After selecting a victim transaction to abort, the DBMS can also decide on how far to rollback the transaction’s changes. It can either rollback the entire transaction or just enough queries to break the deadlock.
Instead of letting transactions try to acquire any lock they need and then deal with deadlocks afterwards, deadlock prevention 2PL stops transactions from causing deadlocks before they occur. When a transaction tries to acquire a lock held by another transaction (which could cause a deadlock), the DBMS kills one of them. To implement this, transactions are assigned priorities based on timestamps (==older transactions have higher priority==). ==These schemes guarantee no deadlocks because only one type of direction is allowed when waiting for a lock==. When a transaction restarts, the DBMS ==reuses the same timestamp==.
There are two ways to kill transactions under deadlock prevention:
- Wait-Die (“Old Waits for Young”): If the requesting transaction has a higher priority than the holding transaction, it waits. Otherwise, it aborts.
- Wound-Wait (“Young Waits for Old”): If the requesting transaction has a higher priority than the holding transaction, the holding transaction aborts and releases the lock. Otherwise, the requesting transaction waits.
If a transaction wants to update one billion tuples, it has to ask the DBMS’s lock manager for a billion locks. ==This will be slow because the transaction has to take latches in the lock manager’s internal lock table data structure as it acquires/releases locks==.

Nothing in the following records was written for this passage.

PR #96, opened 2022-03-05
[move-lang] Typed macros: parsing and type checking

wrwg:
(This is a port of [pending Diem PR #1005](https://github.com/diem/diem/pull/10005) from the Diem repo to the Move repo. Mentioned PR was submitted before Move was split off Diem. For the historical discussion see the original version. The port has been created by (a) calling `git format-patch` in the Diem repo (b) calling `git am -3 < patch-file` in the Move repo, so it should be save following the same schema as general git rebasing does.)

This PR realizes the 1st step towards an alternative, high fidelity implementation of user level macros, in contrast to compiler macros suggested in [Diem PR #9930](https://github.com/diem/diem/pull/10005).

In this model, macros can be declared using a new style of function declaration:

```
    public macro foreach<T>(v: &vector<T>, action: |&T|) {
        let i = 0;
        while (i < Vector::length(v)) {
            action(Vector::borrow(v, i));
            i = i + 1;
        }
    }
```

This PR implements parsing and type checking of this style of macros up to the typing AST. Macro expansion is not yet implemented and intended to be added in a followup.

The biggest change is enabling function types, lambda expressions, and calls of function values for naming and typing. Those had been supported before for the spec language, but weren't supported in move-lang beyond expansion. In the design, we represent function types by a new `BuiltinTypeName_::Fun` which allows to minimize changes to the code, as no new type variant needs to be introduced, and existing functionality for inference et. al can be adopted with minimal changes. This consistent e.g. with the treatment of function types in Rust, where they are just type constructors with some syntactic sugar.

A new test case has been added at [lambda.move](https://github.com/diem/move/blob/70cddf1abc124fcc9f606350f520feda829343e7/language/move-compiler/tests/move_check/typing/lambda.move) which shows usage and intends to cover all type check failure scenarios.

After this PR, to complete this style of macros, we still need to:

- Implement actual expansion of macros. This is intended to happen in a new phase after typing.
- Implement representation of macros in compiled, persisted modules. We need to be able to fetch the macro definition from an imported, precompiled module.
- Implement techniques (in the prover) to refer to specifications of passed lambda arguments to macros. (See https://github.com/diem/move/blob/main/language/move-prover/tests/sources/functional/macro_verification.move for what we want to do here.)

## Motivation

Macros

Yes

## Test Plan

Added new tests

### DIFF
--- a/language/move-compiler/src/hlir/ast.rs
+++ b/language/move-compiler/src/hlir/ast.rs
@@ -437,6 +437,7 @@ impl BaseType_ {
                 )
                 .unwrap()
             }
+            Fun => panic!("ICE unexpected function type"),
         };
         let n = sp(loc, TypeName_::Builtin(sp(loc, b_)));
         sp(loc, BaseType_::Apply(kind, n, ty_args))
--- a/language/move-compiler/src/naming/ast.rs
+++ b/language/move-compiler/src/naming/ast.rs
@@ -158,7 +158,7 @@ pub type TypeName = Spanned<TypeName_>;
 
 #[derive(Debug, PartialEq, Eq, PartialOrd, Ord, Clone, Copy)]
 pub enum Variance {
-    CoVariant,
+    Covariant,
     ContraVariant,
 }
 
@@ -394,7 +394,7 @@ impl BuiltinTypeName_ {
             // Function variance: given g: T1 -> R1 and f: T2 -> R2, then
             // f can substitute g if T2 >= T1 && R1 <= R2
             BuiltinTypeName_::Fun if pos < arity - 1 => Variance::ContraVariant,
-            _ => Variance::CoVariant,
+            _ => Variance::Covariant,
         }
     }
 }
@@ -403,7 +403,7 @@ impl TypeName_ {
     pub fn variance(&self, pos: usize, arity: usize) -> Variance {
         match self {
             TypeName_::Builtin(bn) => bn.value.variance(pos, arity),
-            _ => Variance::CoVariant,
+            _ => Variance::Covariant,
         }
     }
 }
--- a/language/move-compiler/src/naming/ast.rs
+++ b/language/move-compiler/src/naming/ast.rs
@@ -102,6 +102,7 @@ pub type FunctionBody = Spanned<FunctionBody_>;
 #[derive(PartialEq, Debug, Clone)]
 pub struct Function {
     pub attributes: Attributes,
+    pub is_macro: bool,
     pub visibility: Visibility,
     pub signature: FunctionSignature,
     pub acquires: BTreeMap<StructName, Loc>,
@@ -140,6 +141,8 @@ pub enum BuiltinTypeName_ {
     Vector,
     // bool
     Bool,
+    // Function (last type arg is result type)
+    Fun,
 }
 pub type BuiltinTypeName = Spanned<BuiltinTypeName_>;
 
@@ -152,6 +155,12 @@ pub enum TypeName_ {
     ModuleType(ModuleIdent, StructName),
 }
 pub type TypeName = Spanned<TypeName_>;
+
+#[derive(Debug, PartialEq, Eq, PartialOrd, Ord, Clone, Copy)]
+pub enum Variance {
+    CoVariant,
+    ContraVariant,
+}
 
 #[derive(Debug, Hash, Eq, PartialEq, Ord, PartialOrd, Copy, Clone)]
 pub struct TParamID(pub u64);
@@ -225,9 +234,11 @@ pub enum Exp_ {
     ModuleCall(
         ModuleIdent,
         FunctionName,
+        bool,
         Option<Vec<Type>>,
         Spanned<Vec<Exp>>,
     ),
+    VarCall(Var, Spanned<Vec<Exp>>),
     Builtin(BuiltinFunction, Spanned<Vec<Exp>>),
     Vector(Loc, Option<Type>, Spanned<Vec<Exp>>),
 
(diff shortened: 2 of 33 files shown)


wrwg:
One thought here, after coming back to this 3 month later. I think we should rename `macro` to `template`.

language/move-compiler/src/naming/ast.rs
```diff
@@ -152,6 +155,12 @@ pub enum TypeName_ {
 }
 pub type TypeName = Spanned<TypeName_>;
 
+#[derive(Debug, PartialEq, Eq, PartialOrd, Ord, Clone, Copy)]
+pub enum Variance {
+    CoVariant,
```
sblackshear, line 160:
```suggestion
    Covariant,
```

language/move-compiler/src/naming/ast.rs
```diff
@@ -152,6 +155,12 @@ pub enum TypeName_ {
...
+    ContraVariant,
```
sblackshear, line 161:
```suggestion
    Contravariant,
```

language/move-compiler/src/naming/ast.rs
```diff
@@ -361,15 +374,35 @@ impl BuiltinTypeName_ {
...
             B::Vector => vec![AbilitySet::empty()],
+            B::Fun => (0..arity).map(|_| AbilitySet::empty()).collect(),
+        }
+    }
+
+    pub fn variance(&self, pos: usize, arity: usize) -> Variance {
+        match self {
+            // Function variance: given g: T1 -> R1 and f: T2 -> R2, then
+            // f can substitute g if T2 >= T1 && R1 <= R2
+            BuiltinTypeName_::Fun if pos < arity - 1 => Variance::ContraVariant,
```
sblackshear, line 395:
```suggestion
            BuiltinTypeName_::Fun if pos + 1< arity => Variance::ContraVariant,
```

to avoid underflow if `arity` is 0?

language/move-compiler/src/typing/core.rs
```diff
@@ -1335,13 +1352,20 @@ fn make_tparams(
...
+        .enumerate()
+        .map(|(i, (vloc, constraint))| {
             let tvar = make_tvar(context, vloc);
             context.add_ability_set_constraint(loc, None::<String>, tvar.clone(), constraint);
             match &case {
-                TVarCase::Single(msg) => context.add_single_type_constraint(loc, msg, tvar.clone()),
+                TVarCase::SingleButLast(_) if i + 1 == arity => {
+                    // Last arg (return type of a function): do not add any constraint
+                }
+                TVarCase::SingleButLast(msg) | TVarCase::Single(msg) => {
```
sblackshear, line 1366: What does `SingleButLast` mean when it's not the return type? Would it be possible to call this enum variant `TVarCase::ReturnType` and raise an error when it's not the return type?

sblackshear (dismissed):
LGTM, thought I am not the foremost expert on this part of the codebase...

Also supportive of the `macro` -> `template` renaming as well if it's not too much trouble, but don't mind the macro name either.

tnowacki:
I don't really like either name. But if I had to pick, I'd pick macro. It is probably just a personal bias, but "template" to me always brings up thoughts of C++ templates, which these really aren't. "macro" to me feels more blobby, undefined, and general.

language/move-compiler/src/naming/ast.rs
wrwg: That is the standard rule for variance of function types. Input arguments are contravariant, output arguments covariant. Variance is about substitutability/assignability: you can replace with a subtype for covariance, and with a supertype for contra-variance.  It is needed for the `join` function.

If you want to treat function types just as regular type constructors, what I'm doing here (and is common in multiple languages e.g. C# and I bet also internally in Rust), you need to introduce the concept of variance to define the subtype relation.

language/move-compiler/src/typing/core.rs
wrwg: I renamed this to `Function` for clarity. The meaning of it is as the code says: for any argument which is not a return value, it behaves like Single, for the return argument it is unconstrained.

language/move-compiler/src/hlir/ast.rs
```diff
@@ -436,6 +436,7 @@ impl BaseType_ {
                 )
                 .unwrap()
             }
+            Fun => panic!("ICE unexpected function type"),
```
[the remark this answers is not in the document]
wrwg: > I don't understand why an explicit variance enum was added. Variance already appears through the fact that `join` cares about the order of arguments when it has `TypingCase::Subtype`
> 
> You should be able to express everything you need for variance by flipping the arguments

You are really comparing in join (A -> B) <: (A' -> B'), so the variance is needed if you do not want to special case the function type constructor in join. This can indeed be done, but I find it cleaner to just have a concept of variance.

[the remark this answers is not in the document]
wrwg: > will this be caught by the unimplemented diag?

Should be, otherwise there is in fact an internal error.

language/move-compiler/src/parser/syntax.rs
```diff
@@ -1759,7 +1777,7 @@ fn parse_struct_type_parameters(
 
 // Parse a function declaration:
 //      FunctionDecl =
-//          "fun"
+//          ( "macro" | "fun" )
```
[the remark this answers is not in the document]
wrwg: Done

wrwg:
@tnowacki 
> What dos the arity have to do with variance at all? Very confused (maybe I will be less confused as I keep reading)

This function returns the variance of the ith parameter of the type constructor (type name). 

In Scala, e.g, the variance can be declared at user level (`T[+A, -B]`). I just thought having this as a general concept here might be handy, and it seems to simplify the implementation of function types.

To avoid this overhead, the DBMS can use to use a ==lock hierarchy== that allows a transaction to take more coarse-grained locks in the system. For example, it could acquire a single lock on the table with one billion tuples instead of one billion separate locks. When a transaction acquires a lock for an object in this hierarchy, it implicitly acquires the locks for all its children objects.
==Intention locks== allow a higher level node to be locked in shared mode or exclusive mode without having to check all descendant nodes. ==If a node is in an intention mode, then explicit locking is being done at a lower level in the tree.==
- Intention-Shared (IS): Indicates explicit locking at a lower level with shared locks.

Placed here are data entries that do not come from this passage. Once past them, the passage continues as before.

PR #99, opened 2022-03-06
[tools] Compile in release mode for CI testing (+ enable move-cli release builds)

wrwg:
PR #95 is experiencing stack overflows in some unrelated tests. It is well known that Rust debug builds have a large stack consumption. It is also reported the M1 macs have tighter restrictions on stack allocation.       

Our CI tests were until now run in debug mode. This PR switches this to `--release`. However, it turned out that the move-cli and related packages cannot operate in release mode:

- The `target/debug` path was hardwired into the test code.
- The Move VM does not generate trace/debug info when compiled in release mode (which is needed for the testing framework)

Both those problems have been fixed, and we are able now  to run the Move CLI, package system, and unit tests in release mode. Notice that the CLI's own tests execute approx. 10x faster in release mode, so even if compilation is slower, overall CI time should be improved, and also turn-around times for CLI users.

Yes

### DIFF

- Intention-Exclusive (IX): Indicates explicit locking at a lower level with exclusive or shared locks.
- Shared+Intention-Exclusive (SIX): The sub-tree rooted at that node is locked explicitly in shared mode and explicit locking is being done at a lower level with exclusive-mode locks.
Each txn obtains appropriate lock at highest level of the database hierarchy.
- To get S or IS lock on a node, the txn must hold at least IS on parent node.
- To get X, IX, or SIX on a node, must hold at least IX on parent node.
- T1 – Get the balance of Lin's shady off-shore bank account.
- T2 – Increase Andrew's bank account balance by 1%.
What locks should these txns obtain?
- Exclusive + Shared for leaf nodes of lock tree.
- Special Intention locks for higher levels.
T1 需要读 table R 的所有 tuple,但是只更新 tuple n,因此 T1 需要对 table R 整体加 S Lock 和 IX Lock,同时需要对更新的 tuple 加 X Lock;由于已经对 table R 整体加了 S Lock,就不再需要对每一个需要读取的 tuple 加 S Lock 了。
T2 只需要读 table R 的一个 tuple,因此不需要对 table R 加 S Lock,只需要 IS Lock 就够了,而 ==IS Lock 和 T1 加在 table R 上的 SIX Lock 是相容的==,可以加锁成功。
T3 只需要读 table R 的所有 tuple,不需要修改,因此只需要对 table R 加 S Lock 就行了,但是 ==S Lock 和 T1 在 table R 上加的 SIX Lock 冲突==,因此需要等待 T1 释放 table R 上的 SIX Lock。
T1 释放加在 table R 上的 SIX Lock 后 T3 就可以对 table R 加锁成功,而==不必等到 T1 释放 tuple n 上的 X Lock==。
You typically don't set locks manually in txns. Sometimes you will need to provide the DBMS with hints to help it to improve concurrency. Explicit locks are also useful when doing major changes to the database.